Various Financial Factors In this era of globalization, the key motive of any organization is to expand its business operations in order to reduce the risks of the company and augment its market potentials. In order to accomplish these objectives, the foreign exchange rate offers significant influence over the organizational operations. The foreign exchange rate is referred to the rate at which the value of the currency of a specific country is transformed into another (Moles, Parrino, & Kidwell, 2011).

It is also known as the exchange rate or currency exchange rate. The value of the exchange rate is mainly dependent on the local demand of the foreign currencies along with the local delivery of the products to other countries. Thus, it helps in easing the operations of trade among diverse countries. Hence, it can be affirmed that the foreign exchange rate facilitates multinational corporations to engage in international trade thereby reducing their business risks. This is because it offers a detailed view of the currency quotation along with the market demand of a particular international country (Federal Reserve Bank of New York, n.d.).

Besides, the foreign exchange rates might affect the business operations in case of inflation by lowering its profit margins. Similarly, differing or conflicting interest rates of diverse countries should also be considered by the multinational companies while deciding on international expansion. The interest rates can be referred to as the amount charged or paid by a borrower for the utilization of the money. It may vary from one country to the other due to varied reasons namely inflation, political changes, deferred consumption rates, and risks of investments among others.

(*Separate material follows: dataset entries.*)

PR #1011, opened 2021-11-10
ci: Enable -g if we set CFLAGS manually

real-or-random:
This enables sanitizers to output line numbers in stack traces.


jonasnick (commented):
ACK 72de1359e953390dc2f1ab5a59dd1a4057000acb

Due to inflationary prospects, the demand for the products may reduce thereby lowering the profit margin of the international organizations (Hill & Jain, 2009). Political alterations also result in changes in the interest rates of the countries thereby hampering the trade conditions, which is extremely beneficial for any MNC. Alteration in the interest rate lowers the rate of consumption of products, which increases the risks of investments (Federal Reserve Bank of New York, n.d.). Thus, due to these above-described factors, the interest rate differs widely from one country to the other and also offers a significant impact on the business transactions of the MNCs as well.

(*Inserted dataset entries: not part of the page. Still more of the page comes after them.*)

PR #1019, opened 2021-11-24
build: don't append valgrind CPPFLAGS if not installed (macOS)

fanquake:
Valgrinds CPPFLAGS, i.e `-I/usr/local/opt/valgrind/include`, are currently added to CPPFLAGS, regardless of whether valgrind is installed. This changes configure so that they are only added if valgrind is available. i.e the output of `brew list --versions valgrind` is non-null.

### DIFF
--- a/configure.ac
+++ b/configure.ac
@@ -43,8 +43,8 @@ case $host_os in
          # These Homebrew packages may be keg-only, meaning that they won't be found
          # in expected paths because they may conflict with system files. Ask
          # Homebrew where each one is located, then adjust paths accordingly.
-         valgrind_prefix=`$BREW --prefix valgrind 2>/dev/null`
-         if test x$valgrind_prefix != x; then
+         if $BREW list --versions valgrind >/dev/null; then
+           valgrind_prefix=`$BREW --prefix valgrind 2>/dev/null`
            VALGRIND_CPPFLAGS="-I$valgrind_prefix/include"
          fi
        else


real-or-random (approved):
ACK 214042a170c860523b7aad2a251b0dbfbaefb235

This is what is done in Core
https://github.com/bitcoin/bitcoin/commit/d3ef947524a07f8d7fbad5b95781ab6cacb1cb49

real-or-random:
@hebasto It's a trivial change but can you test this on MacOS so that we have at least one ACK from somehow who can actually run this on MacOS? :)

fanquake:
@real-or-random fwiw I also tested this on a macOS machine.

real-or-random:
> @real-or-random fwiw I also tested this on a macOS machine.

Okay sure. I'm fine merging as-is, and almost did, but then also remembered that @hebasto is quick usually.

configure.ac
```diff
@@ -43,8 +43,8 @@ case $host_os in
          # These Homebrew packages may be keg-only, meaning that they won't be found
          # in expected paths because they may conflict with system files. Ask
          # Homebrew where each one is located, then adjust paths accordingly.
-         valgrind_prefix=`$BREW --prefix valgrind 2>/dev/null`
-         if test x$valgrind_prefix != x; then
+         if $BREW list --versions valgrind >/dev/null; then
+           valgrind_prefix=`$BREW --prefix valgrind 2>/dev/null`
```
hebasto, line 47:
```suggestion
           valgrind_prefix=$($BREW --prefix valgrind 2>/dev/null)
```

Hence, it should be considered by an MNC while deciding on international expansion. Apart from the above-stated factors, the other important factor, which also influences the international expansion strategies. Besides, in order to undertake internal expansion strategies, the multinational organizations must also consider certain financial factors as well, such as foreign exchange rates, conflicting interest rates from one country to the other, foreign tax rates, complex accounting methods for the foreign operators, and foreign government interventions.